● Exercise materials:
PR #18287, opened 2023-07-24
feat(nx-dev): github star widget

juristr:
## Expected Behavior

Adds a widget under the TOC to promote our Github stars

image

## Related Issue(s)

Fixes #

### DIFF
--- a/nx-dev/nx-dev/lib/githubStars.api.ts
+++ b/nx-dev/nx-dev/lib/githubStars.api.ts
@@ -1,0 +1,33 @@
+import { Octokit } from 'octokit';
+
+let cachedGithubStarCountPromise: null | Promise<number> = null;
+
+export async function fetchGithubStarCount() {
+  if (cachedGithubStarCountPromise !== null) {
+    // If the promise is in the cache, return it directly
+    return cachedGithubStarCountPromise;
+  }
+
+  cachedGithubStarCountPromise = (async () => {
+    try {
+      const octokit = new Octokit({ auth: process.env.GITHUB_TOKEN });
+      const responseData = await octokit.request('GET /repos/{owner}/{repo}', {
+        owner: 'nrwl',
+        repo: 'nx',
+        headers: {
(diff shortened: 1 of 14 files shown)


nx-dev/nx-dev/lib/githubStars.api.ts
```diff
@@ -0,0 +1,18 @@
+import { Octokit } from 'octokit';
+
+export async function fetchGithubStarCount() {
+  try {
+    const octokit = new Octokit({ auth: process.env.GITHUB_TOKEN });
+    const responseData = await octokit.request('GET /repos/{owner}/{repo}', {
+      owner: 'nrwl',
```
meeroslav, line 7: Let's make this generic so we can reuse it for third-party packages.
Have `owner` and `repo` be input parameters.

nx-dev/nx-dev/pages/recipes/[...segments].tsx
```diff
@@ -96,6 +100,9 @@ export const getStaticProps: GetStaticProps = async ({
     return {
       props: {
         document,
+        widgetData: {
+          githubStarsCount: await fetchGithubStarCount(),
```
Comment (meeroslav) [inline nx-dev/nx-dev/pages/recipes/[...segments].tsx:104]: At some point, let's improve this to be a serverless function run daily that would update the statically generated codebase.

meeroslav (approved):
Left some improvement notes, but generally it's ok

nx-dev/nx-dev/pages/recipes/[...segments].tsx
Comment (juristr) [reply nx-dev/nx-dev/pages/recipes/[...segments].tsx]: yeah I'm not sure it matters. Since we show rounded to 100 stars it won't matter I think even if it shows less on the website than it is for real on GH. We have enough updates to the docs and rebuilds of the website I think.

nx-dev/nx-dev/lib/githubStars.api.ts
juristr: Let's do that in follow-up PRs once we tackle the community plugin part

PR #18296, opened 2023-07-25
feat(vite): include env files in sharedGlobals for vite projects

gerarts:
Vite will take env vars from envDir https://vitejs.dev/config/shared-options.html#envdir which defaults to `root`, which defaults to `process.cwd()`, which in the case of an nx project is the `{workspaceRoot}`.

This PR adds `'{workspaceRoot}/.env?(.*)'` to the `namedInputs.sharedGlobals` in the vite init generator.

From the [vite docs on env files](https://vitejs.dev/guide/env-and-mode.html#env-files):

> ```
> .env                # loaded in all cases
> .env.local          # loaded in all cases, ignored by git
> .env.[mode]         # only loaded in specified mode
> .env.[mode].local   # only loaded in specified mode, ignored by git
> ```

The `'{workspaceRoot}/.env?(.*)'` pattern will work for all patterns listed above, but not for example with a filed named `.envrc`.

## Current Behavior

`.env` files are not watched for affected detection even though vite depends on these

## Expected Behavior

`.env` files should be considered as inputs when using vite

### DIFF
--- a/packages/vite/src/generators/init/__snapshots__/init.spec.ts.snap
+++ b/packages/vite/src/generators/init/__snapshots__/init.spec.ts.snap
@@ -1,6 +1,6 @@
 // Jest Snapshot v1, https://goo.gl/fbAQLP
 
-exports[`@nx/vite:init dependencies for package.json should add required packages 1`] = `
+exports[`@nx/vite:init vite basic setup should add required packages 1`] = `
 {
   "dependencies": {
     "existing": "1.0.0",
--- a/packages/vite/src/generators/init/init.spec.ts
+++ b/packages/vite/src/generators/init/init.spec.ts
@@ -22,7 +22,6 @@ import { initGenerator } from './init';
 
 describe('@nx/vite:init', () => {
   let tree: Tree;
-
   beforeEach(() => {
     tree = createTreeWithEmptyWorkspace();
     projectGraph = {
@@ -31,7 +30,7 @@ describe('@nx/vite:init', () => {
     };
   });
 
-  describe('dependencies for package.json', () => {
+  describe('vite basic setup', () => {
     it('should add required packages', async () => {
       const existing = 'existing';
       const existingVersion = '1.0.0';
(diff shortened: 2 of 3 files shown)


gerarts:
Rebased. Is CircleCI failing a me-problem?

FrozenPandaz (changes requested):

Those files indeed should be in the `inputs` but I don't think it's necessary to add them to every repo since we don't generate those files. I think when adding the file, the user can also add the input.

gerarts:
@FrozenPandaz - I disagree.

Adding the `.env` files in the root of an Nx project works out of the box in Vite because the default configuration finds them in the `{workspaceRoot}` (see description above).

So for a regular user who follows the Vite docs it appears to work, and it will work though builds and everything, until someone tries to ONLY update an env var in an `.env` file, and suddenly we get a bad cache hit.

In a sense, even though these files are not generated by Nx, they are in-scope from the perspective of a Vite project, which I think should warrant them being added to the `inputs` by default.

It is not clear at al that someone should add these files to be watched manually. I think adding them would be good DX in this case.

There is a real risk of the wrong variables from `.env` files ending up in the wrong deployments in the current situation, because you will just get a cache-hit on Nx cloud with a build that contains pre-release values, even though you might be building for production (if you don't know to add the file to the inputs).

mandarini:
Hi there @gerarts ! Thank you for this PR! We have changed a lot since you first submitted it, so could you please change your implementation a bit? Can you please add the inputs in the `vite` plugin?

https://github.com/nrwl/nx/blob/master/packages/vite/src/plugins/plugin.ts#L125

I mean, in the above part of the codebase? Let me know if you need any help!

jaysoo:
I don't think the PR fixes the issue in general for a few reasons.

1. If the user sets `envDir` to something else, then the inputs will not match.
2. The default `cwd` for Nx is no longer the workspace root by default, as we now run Vite CLI from project root.
3. If a value in env file changes, but doesn't affect the task, we don't want the cache to break. It's better to use [Nx's env file support](https://nx.dev/recipes/tips-n-tricks/define-environment-variables), and set `{ env: 'SOME_VAR' }` as an input as it is more precise.

I understand the issue, but I think it's best that users set `inputs` to what's applicable to their workspace.

jaysoo:
I don't think the PR fixes the issue in general for a few reasons.

1. If the user sets `envDir` to something else, then the inputs will not match.
2. The default `cwd` for Nx is no longer the workspace root by default, as we now run Vite CLI from project root.
3. If a value in env file changes, but doesn't affect the task, we don't want the cache to break. It's better to use [Nx's env file support](https://nx.dev/recipes/tips-n-tricks/define-environment-variables), and set `{ env: 'SOME_VAR' }` as an input as it is more precise.

I understand the issue, but I think it's best that users set `inputs` to what's applicable to their workspace.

● How to complete this task:
Using the data above, work out how many lines include the word "know" and give only that number.

● Solved problem:
2